» What is expected
Each entry that appears below should be restated word for word.

%%

PR #208, opened 2022-06-14
release/v1 bug fixes: revert ESMF to 8.3.0b09, disable netCDF in HDF, TEST: run full CI tests for every PR

climbfuji:
Fixes https://github.com/NOAA-EMC/spack-stack/issues/205

Avoids issue https://github.com/NOAA-EMC/spack/issues/98 and https://github.com/NOAA-EMC/spack/issues/100 (to be confirmed) by reverting ESMF back to 8.3.0b09.

Note. The UFS is currently not moving to 8.3.0 due to a potential issue with the release, they are staying with 8.3.0b09 for now. See https://github.com/NOAA-EMC/fv3atm/issues/129

Also: This tests turns on the full CI build tests for the release/v1 branch. Currently a bit slow, but better to wait a little longer than to have to go back and fix broken builds.

### DIFF
--- a/configs/common/modules.yaml
+++ b/configs/common/modules.yaml
@@ -115,6 +115,8 @@ modules:
         suffixes:
           ^esmf@8.2.0~debug: 'esmf-8.2.0'
           ^esmf@8.2.0+debug: 'esmf-8.2.0-debug'
+          ^esmf@8.3.0b09~debug: 'esmf-8.3.0b09'
+          ^esmf@8.3.0b09+debug: 'esmf-8.3.0b09-debug'
           ^esmf@8.3.0~debug: 'esmf-8.3.0'
           ^esmf@8.3.0+debug: 'esmf-8.3.0-debug'
       openmpi:
@@ -334,6 +336,8 @@ modules:
         suffixes:
           ^esmf@8.2.0~debug: 'esmf-8.2.0'
           ^esmf@8.2.0+debug: 'esmf-8.2.0-debug'
+          ^esmf@8.3.0b09~debug: 'esmf-8.3.0b09'
+          ^esmf@8.3.0b09+debug: 'esmf-8.3.0b09-debug'
           ^esmf@8.3.0~debug: 'esmf-8.3.0'
           ^esmf@8.3.0+debug: 'esmf-8.3.0-debug'
       openmpi:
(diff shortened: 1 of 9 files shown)


climbfuji:
@kgerheiser I think we could speed up those CI tests by just building jedi-ufs-all and using spack add/remove for the few exceptions that we know of (no jedi-tools for intel, no jedi-ewok for macos/gnu).

climbfuji:
@kgerheiser @srherbener Ready from my side. All 47 (!) tests incl. the doc generation passed for commit https://github.com/NOAA-EMC/spack-stack/pull/208/commits/50ba52ecec4500394b1948246e27191c6ac4c5fd

climbfuji:
Commit https://github.com/NOAA-EMC/spack-stack/pull/208/commits/fc177bcc485194f3971eebc4cbc92d50b9d12086 shows that one can skip the entire CI tests (except the doc build) by including `[skip ci]` in the commit message.

kgerheiser:
I would say make it for PR and not `push`. Overkill to do it on every push in my opinion.

climbfuji:
> I would say make it for PR and not `push`. Overkill to do it on every push in my opinion.

Ok, let me make this change real quick.

kgerheiser:
> @kgerheiser I think we could speed up those CI tests by just building jedi-ufs-all and using spack add/remove for the few exceptions that we know of (no jedi-tools for intel, no jedi-ewok for macos/gnu).

I agree with this. It's something I've wanted to get around to. The script already removes the offending packages. Many of the packages it builds are duplicate so building `jedi-ufs-all` would be an improvement.,

climbfuji:
Ok, done. It's still building everything it seems. Let's make the switch to the jedi-ufs-all builds in the next PR if that's ok.

configs/common/modules.yaml
```diff
@@ -334,6 +336,8 @@ modules:
         suffixes:
           ^esmf@8.2.0~debug: 'esmf-8.2.0'
           ^esmf@8.2.0+debug: 'esmf-8.2.0-debug'
+          ^esmf@8.3.0b09~debug: 'esmf-8.3.0b09'
+          ^esmf@8.3.0b09+debug: 'esmf-8.3.0b09-debug'
```
kgerheiser, line 340: I have an improvement for this that will allow us to generically use versions instead of listing them manually.

kgerheiser (approved):

climbfuji:
Ok, will merge now since all tests passed earlier.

%%

» Task answer
PR #208, opened 2022-06-14
release/v1 bug fixes: revert ESMF to 8.3.0b09, disable netCDF in HDF, TEST: run full CI tests for every PR

climbfuji:
Fixes https://github.com/NOAA-EMC/spack-stack/issues/205

Avoids issue https://github.com/NOAA-EMC/spack/issues/98 and https://github.com/NOAA-EMC/spack/issues/100 (to be confirmed) by reverting ESMF back to 8.3.0b09.

Note. The UFS is currently not moving to 8.3.0 due to a potential issue with the release, they are staying with 8.3.0b09 for now. See https://github.com/NOAA-EMC/fv3atm/issues/129

Also: This tests turns on the full CI build tests for the release/v1 branch. Currently a bit slow, but better to wait a little longer than to have to go back and fix broken builds.

### DIFF
--- a/configs/common/modules.yaml
+++ b/configs/common/modules.yaml
@@ -115,6 +115,8 @@ modules:
         suffixes:
           ^esmf@8.2.0~debug: 'esmf-8.2.0'
           ^esmf@8.2.0+debug: 'esmf-8.2.0-debug'
+          ^esmf@8.3.0b09~debug: 'esmf-8.3.0b09'
+          ^esmf@8.3.0b09+debug: 'esmf-8.3.0b09-debug'
           ^esmf@8.3.0~debug: 'esmf-8.3.0'
           ^esmf@8.3.0+debug: 'esmf-8.3.0-debug'
       openmpi:
@@ -334,6 +336,8 @@ modules:
         suffixes:
           ^esmf@8.2.0~debug: 'esmf-8.2.0'
           ^esmf@8.2.0+debug: 'esmf-8.2.0-debug'
+          ^esmf@8.3.0b09~debug: 'esmf-8.3.0b09'
+          ^esmf@8.3.0b09+debug: 'esmf-8.3.0b09-debug'
           ^esmf@8.3.0~debug: 'esmf-8.3.0'
           ^esmf@8.3.0+debug: 'esmf-8.3.0-debug'
       openmpi:
(diff shortened: 1 of 9 files shown)


climbfuji:
@kgerheiser I think we could speed up those CI tests by just building jedi-ufs-all and using spack add/remove for the few exceptions that we know of (no jedi-tools for intel, no jedi-ewok for macos/gnu).

climbfuji:
@kgerheiser @srherbener Ready from my side. All 47 (!) tests incl. the doc generation passed for commit https://github.com/NOAA-EMC/spack-stack/pull/208/commits/50ba52ecec4500394b1948246e27191c6ac4c5fd

climbfuji:
Commit https://github.com/NOAA-EMC/spack-stack/pull/208/commits/fc177bcc485194f3971eebc4cbc92d50b9d12086 shows that one can skip the entire CI tests (except the doc build) by including `[skip ci]` in the commit message.

kgerheiser:
I would say make it for PR and not `push`. Overkill to do it on every push in my opinion.

climbfuji:
> I would say make it for PR and not `push`. Overkill to do it on every push in my opinion.

Ok, let me make this change real quick.

kgerheiser:
> @kgerheiser I think we could speed up those CI tests by just building jedi-ufs-all and using spack add/remove for the few exceptions that we know of (no jedi-tools for intel, no jedi-ewok for macos/gnu).

I agree with this. It's something I've wanted to get around to. The script already removes the offending packages. Many of the packages it builds are duplicate so building `jedi-ufs-all` would be an improvement.,

climbfuji:
Ok, done. It's still building everything it seems. Let's make the switch to the jedi-ufs-all builds in the next PR if that's ok.

configs/common/modules.yaml
```diff
@@ -334,6 +336,8 @@ modules:
         suffixes:
           ^esmf@8.2.0~debug: 'esmf-8.2.0'
           ^esmf@8.2.0+debug: 'esmf-8.2.0-debug'
+          ^esmf@8.3.0b09~debug: 'esmf-8.3.0b09'
+          ^esmf@8.3.0b09+debug: 'esmf-8.3.0b09-debug'
```
kgerheiser, line 340: I have an improvement for this that will allow us to generically use versions instead of listing them manually.

kgerheiser (approved):

climbfuji:
Ok, will merge now since all tests passed earlier.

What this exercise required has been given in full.